*Given data*
PR #633, opened 2026-07-13
feat(scans): scheduled recurring scans with new-commit skip

### LINKED ISSUE #145: Scheduled and repeating scans for repositories
Add the ability to schedule recurring scans for a repository. The scan should check whether the repo has new commits since the last scan and skip if nothing changed.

*Activity*
Everything in the listing needs to appear again exactly.

*Result of this exercise*
PR #633, opened 2026-07-13
feat(scans): scheduled recurring scans with new-commit skip

### LINKED ISSUE #145: Scheduled and repeating scans for repositories
Add the ability to schedule recurring scans for a repository. The scan should check whether the repo has new commits since the last scan and skip if nothing changed.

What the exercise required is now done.